Linux Foundation Announces OpenTofu
The Linux Foundation announces the formation of OpenTofu, an open source alternative to Terraform’s widely used infrastructure as code provisioning tool.
Previously named OpenTF, OpenTofu is an open and community-driven response to Terraform’s recently announced license change from a Mozilla Public License v2.0 (MPLv2) to a Business Source License v1.1, providing everyone with a reliable, open source alternative under a neutral governance model.
While Terraform has been instrumental in simplifying infrastructure management in cloud environments, recent licensing changes have raised concerns within the open source community. OpenTofu is an open source successor to the MPLv2-licensed Terraform that will be community-driven, impartial, layered and modular, and backward-compatible.
What is OpenTofu?
OpenTofu is a Terraform fork, created as an initiative of Gruntwork, Spacelift, Harness, Env0, Scalr, and others, in response to HashiCorp’s switch from an open-source license to the BUSL. The initiative has many supporters, all of whom are listed here.
OpenTF creates and manages resources on cloud platforms and other services through their application programming interfaces (APIs). Providers enable OpenTF to work with virtually any platform or service with an accessible API.
OpenTF Key Features
Infrastructure as Code: Infrastructure is described using a high-level configuration syntax. This allows a blueprint of your datacenter to be versioned and treated as you would any other code. Additionally, infrastructure can be shared and re-used.
Execution Plans: OpenTF has a “planning” step where it generates an execution plan. The execution plan shows what OpenTF will do when you call apply. This lets you avoid any surprises when OpenTF manipulates infrastructure.
Resource Graph: OpenTF builds a graph of all your resources, and parallelizes the creation and modification of any non-dependent resources. Because of this, OpenTF builds infrastructure as efficiently as possible, and operators get insight into dependencies in their infrastructure.
Change Automation: Complex changesets can be applied to your infrastructure with minimal human interaction.
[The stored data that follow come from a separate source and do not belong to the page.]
PR #1714, opened 2022-01-10
Expand Settings TimePicker tap recognition to entire row

jlf0dev:
## Type of change
- [x] Bug fix
- [ ] New feature development
- [ ] Other

## Objective

Every option in settings allows you to tap anywhere within the row to enable the action. Every option except "Custom" timeouts. This fix pulls the option into its own data template and adds a tap recognizer on the entire row for the TimePicker.

Asana: https://app.asana.com/0/1169444489336079/1201172188894451/f

## Code changes

* **src/App/Pages/Settings/SettingsPage/SettingsPage.xaml:** Create new DataTemplate for Custom option in Settings. Include DataTemplate in the DataTemplateSelector
* **src/App/Pages/Settings/SettingsPage/SettingsPage.xaml.cs:** If TapGestureRecognizer is triggered, find the TimePicker from the StackLayout and trigger.
* **src/App/Pages/Settings/SettingsPage/SettingsPageListItemSelector.cs:** Return new DataTemplate for Custom option

## Screenshots

https://user-images.githubusercontent.com/24985544/148834516-153919be-d983-43e6-b247-2a8352507515.mov

## Testing requirements

- Test functionality of Settings options

## Before you submit

### DIFF
--- a/src/App/Pages/Settings/SettingsPage/SettingsPage.xaml.cs
+++ b/src/App/Pages/Settings/SettingsPage/SettingsPage.xaml.cs
@@ -1,4 +1,5 @@
-﻿using System.ComponentModel;
+﻿using System;
+using System.ComponentModel;
 using System.Linq;
 using System.Threading.Tasks;
 using Bit.App.Abstractions;
@@ -43,6 +44,17 @@ namespace Bit.App.Pages
                 return true;
             }
             return base.OnBackButtonPressed();
+        }
+
+        void ActivateTimePicker(object sender, EventArgs args)
+        {
+            var stackLayout = (ExtendedStackLayout)sender;
+            SettingsPageListItem item = (SettingsPageListItem)stackLayout.BindingContext;
+            if (item.ShowTimeInput)
+            {
+                var timePicker = stackLayout.Children.Where(x => x is TimePicker).FirstOrDefault();
+                ((TimePicker)timePicker).Focus();
+            }
         }
 
         async void OnTimePickerPropertyChanged(object sender, PropertyChangedEventArgs args)
--- a/src/App/Pages/Settings/SettingsPage/SettingsPage.xaml.cs
+++ b/src/App/Pages/Settings/SettingsPage/SettingsPage.xaml.cs
@@ -53,7 +53,7 @@ namespace Bit.App.Pages
             if (item.ShowTimeInput)
             {
                 var timePicker = stackLayout.Children.Where(x => x is TimePicker).FirstOrDefault();
-                ((TimePicker)timePicker).Focus();
+                ((TimePicker)timePicker)?.Focus();
             }
         }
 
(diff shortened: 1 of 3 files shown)


src/App/Pages/Settings/SettingsPage/SettingsPage.xaml.cs
```diff
@@ -45,6 +46,17 @@ protected override bool OnBackButtonPressed()
             return base.OnBackButtonPressed();
         }
 
+        void ActivateTimePicker(object sender, EventArgs args)
+        {
+            var stackLayout = (ExtendedStackLayout)sender;
+            SettingsPageListItem item = (SettingsPageListItem)stackLayout.BindingContext;
+            if (item.ShowTimeInput)
+            {
+                var timePicker = stackLayout.Children.Where(x => x is TimePicker).FirstOrDefault();
```
vvolkgang, line 55: What if we add more time pickers down the line?

src/App/Pages/Settings/SettingsPage/SettingsPage.xaml.cs
```diff
@@ -45,6 +46,17 @@ protected override bool OnBackButtonPressed()
...
+                ((TimePicker)timePicker).Focus();
```
vvolkgang, line 56: Given that `.FirstOrDefault()`, we should probably check for null before executing this just to be safe.

vvolkgang (changes requested):

src/App/Pages/Settings/SettingsPage/SettingsPage.xaml.cs
Hinton: I don't think that will happen. The setting page is a bit messy as it is and we should think of ways to re-design it in the long run.

vvolkgang: Looking forward to that as well! Until then, don't we have an ID or something we could use to pinpoint the exact item here?

jlf0dev: There might be some confusion here. The `sender` will actually be the `ExtendedStackLayout` inside the `DataTemplate` where the `TimePicker` lives. Its not the `CollectionView` with the list of cells. This means that while there may be additional `TimePicker` cells added, the sender will always refer back to the one tapped. 

We could hardcode the `View` # inside the `ExtendedStackLayout`, but that seems like a bad idea if we ever want to reformat the cell.

vvolkgang (approved):

src/App/Pages/Settings/SettingsPage/SettingsPage.xaml.cs
vvolkgang: Misunderstood, thanks for clearing it up!

PR #1721, opened 2022-01-18
Account Deletion on SSO with CME

fedemkr:
## Type of change
- [ ] Bug fix
- [X] New feature development
- [ ] Other

## Objective

Added possibility to delete an account that was logging on SSO with CME. Also, added a `VerificationCodePage` that can be reused when we need action code verification.

## Code changes

* **VerificationActionsFlowHelper.cs:** Added this helper that interacts with the different verifications (master password/verification code) and the actions to perform (like delete account)
* **DeleteAccountViewModel.cs:** Modified to adapt it to the `VerificationActionsFlowHelper`
* **VerificationCodePage.xaml/ViewModel.cs:** Added this view to reuse it when we need verification code with actions
* **ApiService:** Added possibility of avoid logging out when `HttpStatusCode.Unauthorized`

## Testing requirements

* Perform same tests as in #1621 
* Test that an account logged in on SSO with CME can also be deleted with the Verification Code

## Before you submit

### DIFF
--- a/src/App/Utilities/VerificationActionsFlowHelper.cs
+++ b/src/App/Utilities/VerificationActionsFlowHelper.cs
@@ -1,0 +1,226 @@
+﻿using System;
+using System.Collections.Generic;
+using System.Globalization;
+using System.Threading.Tasks;
+using Bit.App.Abstractions;
+using Bit.App.Pages;
+using Bit.App.Pages.Accounts;
+using Bit.App.Resources;
+using Bit.Core.Abstractions;
+using Bit.Core.Enums;
+using Bit.Core.Utilities;
+using Newtonsoft.Json;
+using Xamarin.Forms;
+
+namespace Bit.App.Utilities
+{
+    //public interface IVerificationFlowHandler
+    //{
+    //    Task Handle();
+    //}
+
+    //public abstract class VerificationFlowHandler : IVerificationFlowHandler
+    //{
+    //    IVerificationFlowHandler _nextHandler;
+
+    //    public VerificationFlowHandler(IVerificationFlowHandler nextHandler)
+    //    {
+    //        _nextHandler = nextHandler;
+    //    }
+
+    //    public virtual Task Handle()
+    //    {
+    //        return _nextHandler.Handle();
+    //    }
+    //}
+
+    //public class MasterPasswordVerificationFlowHandler : VerificationFlowHandler
+    //{
+    //    readonly IUserVerificationService _userVerificationService;
+
+    //    public MasterPasswordVerificationFlowHandler(IVerificationFlowHandler nextHandler)
+    //        : base(nextHandler)
+    //    {
+    //    }
+
+    //    public override async Task Handle()
+    //    {
+    //        if (!await _userVerificationService.VerifyUser(Secret, Core.Enums.VerificationType.MasterPassword))
+    //        {
+    //            return;
+    //        }
+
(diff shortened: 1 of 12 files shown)


src/App/Utilities/VerificationActionsFlowHelper.cs
```diff
@@ -0,0 +1,147 @@
...
+
+        private readonly Dictionary<VerificationFlowAction, IActionFlowExecutioner> _actionExecutionerDictionary = new Dictionary<VerificationFlowAction, IActionFlowExecutioner>();
+
+        public VerificationActionsFlowHelper(IKeyConnectorService keyConnectorService,
+            IPasswordRepromptService passwordRepromptService)
+        {
+            _keyConnectorService = keyConnectorService;
+            _passwordRepromptService = passwordRepromptService;
+
+            _actionExecutionerDictionary.Add(VerificationFlowAction.DeleteAccount, ServiceContainer.Resolve<IDeleteAccountActionFlowExecutioner>("deleteAccountActionFlowExecutioner"));
```
jlf0dev, line 75: I like what you're doing with the `VerificationActionsFlowHelper` and the `IActionFlowExecutioner`, trying to keep the two steps decoupled. I guess I'm wondering what you see are some other use cases for this workflow? This might just help me understand it better.

If the goal _is_ to keep it decoupled from the ViewModel and allow us to use it during export as well, I'm not sure if registering the `IDeleteAccountActionFlowExecutioner` as a service and keeping a reference to it here is the best way to tackle it. Do you think we need access to the Executioner outside of the Helper? Could we just create a new object inside the helper?

fedemkr: Yes, the other current use case would be "Export Vault" and any other future action that need verification ✅ .
I thought it as this will be the helper needed for any interaction with the master password/verification code/any future verification process to perform an action.

About the decoupling, I think it's better to have it registered as a service in order to be more testable (I forgot to mention that I'd need to add unit tests on the PR), so we can just inject the `Executioner` from the testing container. Maybe we could improve that and just pass it on the constructor so we avoid resolving it there. Or put a public method to setup the executioners from outside.
Also I wasn't sure on having the `Executioner` on the same `ViewModel` file or in another file in some specific folder or `Utilities`.

jlf0dev: Ah I see, that sounds good to me. After thinking about it I think including the `Executioner` in the `VerificationActionsFlowHelper` as a service is a better idea than exposing it and leaving it in the constructor or something. 

I'm also ok with leaving the `Executioner` in the `ViewModel`. Makes more sense to me than throwing it in a random folder somewhere.

src/App/Utilities/VerificationActionsFlowHelper.cs
```diff
@@ -0,0 +1,147 @@
...
+        }
+
+        public IVerificationActionsFlowHelper Configure(VerificationFlowAction action,
+            IActionFlowParmeters parameters = null,
+            string verificatioCodeMainActionText = null,
+            bool isVerificationCodeMainActionStyleDanger = false)
+        {
+            _action = action;
+            _parameters = parameters;
+            _verificatioCodeMainActionText = verificatioCodeMainActionText;
```
jlf0dev, line 85: Tiny spelling mistake here

jlf0dev (approved):

PR #1722, opened 2022-01-18
Check for disable save prompt option before sending fill request in Android Autofill

### LINKED ISSUE #1017: Disable Save Prompt not working
On Android Pie 9.0 with May 2019 security patch for LG G6 Thin Q, unrooted, with autofill and accessibility services enabled, I get spurious and annoying save prompts, that also carry the danger of overwriting a valid password with bad data. 
I enabled accessibility service as the autofill is missing nearly all login fields. Since then, I've been getting a lot of BW's popups to either save what it thinks is a new password (not the case) or to update an existing one that hasn't changed. Also, it seems to ignore the URL blacklist for autofill.

jlf0dev:
## Type of change
- [x] Bug fix
- [ ] New feature development
- [ ] Other

## Objective

closes #1017 
Asana: https://app.asana.com/0/1169444489336079/1185097609703843/f

We're having reports of some applications and browsers repeatedly asking if the user would like to save login information. While this is most likely an issue with the Autofill service or the application itself, our option to "Disable Save Prompts" isn't working correctly to stop all prompts.

This change moves the check for "Disable Save Prompts" to before sending the fill package. That way, we can determine if the we need to include Save Information in the `FillResponse` before the prompt shows.

## Code changes

* **src/Android/Autofill/AutofillHelpers.cs:** Change `BuildFillResponse` to `CreateFillResponse` as we are only returning the `FillResponse.Builder` now in order to add save info later on.
* **src/Android/Autofill/AutofillService.cs:** Move `AddSaveInfo` call to the `AutofillService` as we now check the DisableSavePrompts before calling it.

## Testing requirements

- Testing around Android Autofill Service and the "Disable Save Prompts" option
    - When enabled, there shouldn't be a prompt to save the login

## Before you submit

### DIFF
--- a/src/Android/Autofill/AutofillHelpers.cs
+++ b/src/Android/Autofill/AutofillHelpers.cs
@@ -160,7 +160,7 @@ namespace Bit.Droid.Autofill
             return new List<FilledItem>();
         }
 
-        public static FillResponse BuildFillResponse(Parser parser, List<FilledItem> items, bool locked,
+        public static FillResponse.Builder CreateFillResponse(Parser parser, List<FilledItem> items, bool locked,
             bool inlineAutofillEnabled, FillRequest fillRequest = null)
         {
             // Acquire inline presentation specs on Android 11+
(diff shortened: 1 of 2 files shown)


fedemkr (commented):
I think the `AutofillService` method should have a try..catch with logging because if some exception is raised there the service will probably crash and we should log that if possible.

fedemkr:
Yes, exactly. I'm not sure if we can provide any feedback to the user saying that something went wrong there but at least logging it should be fine 😄

fedemkr (approved):

PR #1730, opened 2022-01-24
Fix for initial login token storage paradox

mportune-bw:
## Type of change
- [X] Bug fix
- [ ] New feature development
- [ ] Other

## Objective

Fix NPE on login with account that has never logged in before (recent change in the way skipping token storage is handled combined with a fresh install)

## Code changes

* **TokenService.cs:** Added `forDecodeOnly` bool to `SetAccessTokenAsync` method to allow token decoding without saving to the account state (which doesn't exist until the next step in the auth process, which requires values from the decoded token)
* **AuthService.cs:** Utilize the new bool

## Testing requirements

Login with a fresh install and boom.  Apparently it's been awhile since I cleared app data.

## Before you submit

### DIFF
--- a/src/Core/Services/AuthService.cs
+++ b/src/Core/Services/AuthService.cs
@@ -352,7 +352,7 @@ namespace Bit.Core.Services
             {
                 await _tokenService.SetTwoFactorTokenAsync(tokenResponse.TwoFactorToken, email);
             }
-            await _tokenService.SetTokensAsync(tokenResponse.AccessToken, tokenResponse.RefreshToken);
+            await _tokenService.SetAccessTokenAsync(tokenResponse.AccessToken, true);
             await _stateService.AddAccountAsync(
                 new Account(
                     new Account.AccountProfile()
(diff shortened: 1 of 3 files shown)


src/Core/Services/AuthService.cs
```diff
@@ -352,7 +352,7 @@ private async Task<SymmetricCryptoKey> MakePreloginKeyAsync(string masterPasswor
             {
                 await _tokenService.SetTwoFactorTokenAsync(tokenResponse.TwoFactorToken, email);
             }
-            await _tokenService.SetTokensAsync(tokenResponse.AccessToken, tokenResponse.RefreshToken);
+            await _tokenService.SetAccessTokenAsync(tokenResponse.AccessToken, true);
```
fedemkr, line 355: Won't there be a problem by not setting the `RefreshToken` there? Or is that planned to be moved to another place to be saved? Because other than in `ApiService -> DoRefreshTokenAsync` I don't see any other place where that's being saved with this change

vvolkgang (approved):

src/Core/Services/AuthService.cs
mportune-bw: Both tokens are properly "set" on the next line (new `Account` constructor):

```
new Account.AccountTokens()
{
    AccessToken = tokenResponse.AccessToken,
    RefreshToken = tokenResponse.RefreshToken,
}
```

...and are then immediately available via `StateService`, which is used to perform addition get/set operations on the RefreshToken within `TokenService`.  The only reason I couldn't remove this particular line outright is because `TokenService` requires an in-memory copy of the AccessToken to decode the values necessary for the other parts of the Account constructor (userId, email).

PR #1731, opened 2022-01-25
Add logs to help solve iOS PN problem

fedemkr:
## Type of change
- [X] Bug fix
- [ ] New feature development
- [ ] Other

## Objective

Add logs and information to help figure out what's wrong on iOS push notifications. **This PR should be reverted after we fix the iOS push notifications on TestFlight** But we need this PR to trigger a new TestFlight version with additional logs

## Code changes

* Added logs and info on Settings about regarding PN registration

## Testing requirements

This is merely for Dev logs.

## Before you submit

### DIFF
--- a/src/App/Pages/Settings/SettingsPage/SettingsPageViewModel.cs
+++ b/src/App/Pages/Settings/SettingsPage/SettingsPageViewModel.cs
@@ -10,6 +10,7 @@ using System.Threading.Tasks;
 using Bit.Core.Enums;
 using Bit.Core.Models.Domain;
 using Xamarin.Forms;
+using ZXing.Client.Result;
 
 namespace Bit.App.Pages
 {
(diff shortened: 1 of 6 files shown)


jlf0dev:
Could we run a manual Build on your branch instead? Or is this a master specific issue?

@joseph-flinn is a manual Build on a certain branch possible? Just to send it to App Store Connect

mportune-bw:
@jlf0dev Builds happen on all pushed branches (see the `Actions` tab to grab artifacts).  Publishing to the test tracks (both google and testflight) isn't something we can cleanly one-off however, which is why it only happens in a go-forward manner (meaning this has to go to master for that to happen)

fedemkr:
Also, we can't grab the `ipa` generated by the Actions build and install it directly on device because it's being built with `AppStore` configuration, so we need to go to `master` to generate the `TestFlight` build and so I can check what's going on with the iOS push notifications.

For the future maybe we could set up an `AdHoc` build that we can trigger to reproduce or test stuff in production-like mode without going to TestFlight, or add some kind of environment on `AppCenter` where we can trigger builds from specific branches to test this kind of stuff

mportune-bw:
Just so everyone knows we can commit this to master safely.  The automatic publishing only goes to internal users on both platforms, whereas public test tracks require action by a human.  As long as it's reverted before we cut `rc` (which is when I typically start a public beta) we'll be good.

jlf0dev:
Ah gotcha, ok sounds good to me then. I was just worried since we have a short timeframe before we cut for `rc`. Maybe we can figure out an App Center or `Ad Hoc` build in the future :)

jlf0dev (approved):

PR #2747, opened 2023-09-07
[PM-3393] Excessive Invalid Biometric unlock attempts should automatically log out TDE users

andrebispo5:
## Type of change
- [X] Bug fix
- [ ] New feature development
- [ ] Other

## Objective

When the user has no master password or pin and exceeds the biometric login attempts, the app should logged out.

## Code changes

Add action to `IsBiometricIntegrityValidAsync` to invoke when the TooManyAttempts is triggered.
Add to `AppHelpers` a method to check if the user doesn't have other login methods available, show a warning message and logout.

## Before you submit


src/App/Utilities/AppHelpers.cs
```diff
@@ -593,5 +594,18 @@ public static async Task ClearServiceCacheAsync()
...
+            if (hasMasterPassword || pinEnabled)
+            {
+                return;
+            }
+
+            var platformUtilsService = ServiceContainer.Resolve<IPlatformUtilsService>();
+            var vaultTimeoutService = ServiceContainer.Resolve<IVaultTimeoutService>();
+            await platformUtilsService.ShowDialogAsync(AppResources.BiometricsLoginExceeded, AppResources.Warning, AppResources.OkGotIt);
+            await vaultTimeoutService.LogOutAsync();
+        }
```
fedemkr, line 609: 🎨 I think this should be moved to the `IBiometricsService` (to the base class) so we don't make this helper class bigger, which IMO should have several methods moved to services. Doing this, we try to concentrate everything relating to biometrics in the same place.
Edit: However, we could move it to `MobilePlatformUtilsService`, either the entire code or just a call to the `IBiometricsService` that performs this. Because as far as I see the same action is passed from the callers. Additionally, I'd change the parameters to something that is more specific to the method like `bool shouldLogOutOnBiometricsAttemptsExceeded` and then you can just put the `or` condition on the caller.
What do you think?

src/App/Resources/AppResources.resx
```diff
@@ -2762,4 +2762,7 @@ Do you want to switch to this account?</value>
   <data name="LoggingInOn" xml:space="preserve">
     <value>Logging in on</value>
   </data>
+  <data name="BiometricsLoginExceeded" xml:space="preserve">
```
fedemkr, line 2765: ⛏️ What do you think on appending the suffix `Description` to indicate that it's actually something larger than what's in the key? Btw I started using `DescriptionLong` as the key suffix for things that could be correct with just "Description" but in this case, I guess `Description` is just fine. `Explanation` could be another suffix.

andrebispo5: Sorry i was waiting for a final version and left it as a mock.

With the previously mentioned execution plan and resource graph, you know exactly what OpenTF will change and in what order, avoiding many possible human errors.
“The launch of OpenTofu signifies a collective commitment to fostering truly open collaboration and innovation in the realm of infrastructure as code,” said Jim Zemlin, Executive Director at the Linux Foundation. “OpenTofu’s dedication to open source principles underscores our shared vision of providing accessible, reliable tools that empower the tech community.”
“We believe that the essential building blocks of the modern Internet—tools such as Linux, Kubernetes, and Terraform—must be truly open source,” said Yevgeniy (Jim) Brikman, Co-founder and CEO of Gruntwork, and OpenTofu founding team member. “That is the only way to ensure that we are building our industry on top of solid and predictable underpinnings. That is why we are so happy that OpenTofu is now a part of the Linux Foundation: having this project in the hands of a foundation, rather than a single company, means OpenTofu will be community-driven and truly open source—always.”
“Obviously, it is super-important for OpenTofu, on the legal side, to be a bulletproof project, so that enterprises can use the product without having any sort of fear that there’s any trademark infringement or other IP issues,” said Sebastian Stadil, co-founder and CEO of DevOps automation biz Scalr, said in an interview.
The Linux Foundation, according to Stadil, is also expected to help with security governance – to deal with the possibility that a contributor might add malicious code to a pull request in order to subvert the software.